What you have to do:
Your output should be every line below, copied exactly.

Input:
|---|

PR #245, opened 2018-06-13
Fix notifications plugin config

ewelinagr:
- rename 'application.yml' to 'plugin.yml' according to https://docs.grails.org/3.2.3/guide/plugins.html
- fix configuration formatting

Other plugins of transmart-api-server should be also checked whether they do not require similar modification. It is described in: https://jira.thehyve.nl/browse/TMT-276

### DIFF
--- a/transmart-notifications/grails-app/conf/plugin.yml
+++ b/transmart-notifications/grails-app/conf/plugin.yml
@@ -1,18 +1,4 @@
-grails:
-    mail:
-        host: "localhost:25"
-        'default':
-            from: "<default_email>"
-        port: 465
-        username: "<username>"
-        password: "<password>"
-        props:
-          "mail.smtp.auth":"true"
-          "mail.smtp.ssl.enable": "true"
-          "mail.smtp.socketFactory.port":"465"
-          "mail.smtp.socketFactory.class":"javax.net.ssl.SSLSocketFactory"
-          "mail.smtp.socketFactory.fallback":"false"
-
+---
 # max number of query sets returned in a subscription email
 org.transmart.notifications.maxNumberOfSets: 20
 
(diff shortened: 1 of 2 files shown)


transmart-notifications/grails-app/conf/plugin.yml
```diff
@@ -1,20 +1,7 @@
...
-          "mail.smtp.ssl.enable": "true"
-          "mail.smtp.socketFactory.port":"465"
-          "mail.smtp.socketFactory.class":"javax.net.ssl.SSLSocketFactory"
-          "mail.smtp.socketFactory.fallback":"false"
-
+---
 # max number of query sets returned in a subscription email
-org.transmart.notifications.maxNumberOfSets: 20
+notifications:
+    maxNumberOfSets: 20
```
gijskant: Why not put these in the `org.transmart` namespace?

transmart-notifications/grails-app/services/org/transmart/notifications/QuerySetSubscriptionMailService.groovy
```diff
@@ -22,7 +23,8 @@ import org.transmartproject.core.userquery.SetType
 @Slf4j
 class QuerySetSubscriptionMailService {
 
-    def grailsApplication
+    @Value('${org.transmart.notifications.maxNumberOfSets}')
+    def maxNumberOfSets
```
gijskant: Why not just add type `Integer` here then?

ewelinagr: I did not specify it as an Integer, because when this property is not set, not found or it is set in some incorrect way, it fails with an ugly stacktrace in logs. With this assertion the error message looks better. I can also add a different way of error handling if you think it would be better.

|---|

Task answer:
PR #245, opened 2018-06-13
Fix notifications plugin config

ewelinagr:
- rename 'application.yml' to 'plugin.yml' according to https://docs.grails.org/3.2.3/guide/plugins.html
- fix configuration formatting

Other plugins of transmart-api-server should be also checked whether they do not require similar modification. It is described in: https://jira.thehyve.nl/browse/TMT-276

### DIFF
--- a/transmart-notifications/grails-app/conf/plugin.yml
+++ b/transmart-notifications/grails-app/conf/plugin.yml
@@ -1,18 +1,4 @@
-grails:
-    mail:
-        host: "localhost:25"
-        'default':
-            from: "<default_email>"
-        port: 465
-        username: "<username>"
-        password: "<password>"
-        props:
-          "mail.smtp.auth":"true"
-          "mail.smtp.ssl.enable": "true"
-          "mail.smtp.socketFactory.port":"465"
-          "mail.smtp.socketFactory.class":"javax.net.ssl.SSLSocketFactory"
-          "mail.smtp.socketFactory.fallback":"false"
-
+---
 # max number of query sets returned in a subscription email
 org.transmart.notifications.maxNumberOfSets: 20
 
(diff shortened: 1 of 2 files shown)


transmart-notifications/grails-app/conf/plugin.yml
```diff
@@ -1,20 +1,7 @@
...
-          "mail.smtp.ssl.enable": "true"
-          "mail.smtp.socketFactory.port":"465"
-          "mail.smtp.socketFactory.class":"javax.net.ssl.SSLSocketFactory"
-          "mail.smtp.socketFactory.fallback":"false"
-
+---
 # max number of query sets returned in a subscription email
-org.transmart.notifications.maxNumberOfSets: 20
+notifications:
+    maxNumberOfSets: 20
```
gijskant: Why not put these in the `org.transmart` namespace?

transmart-notifications/grails-app/services/org/transmart/notifications/QuerySetSubscriptionMailService.groovy
```diff
@@ -22,7 +23,8 @@ import org.transmartproject.core.userquery.SetType
 @Slf4j
 class QuerySetSubscriptionMailService {
 
-    def grailsApplication
+    @Value('${org.transmart.notifications.maxNumberOfSets}')
+    def maxNumberOfSets
```
gijskant: Why not just add type `Integer` here then?

ewelinagr: I did not specify it as an Integer, because when this property is not set, not found or it is set in some incorrect way, it fails with an ugly stacktrace in logs. With this assertion the error message looks better. I can also add a different way of error handling if you think it would be better.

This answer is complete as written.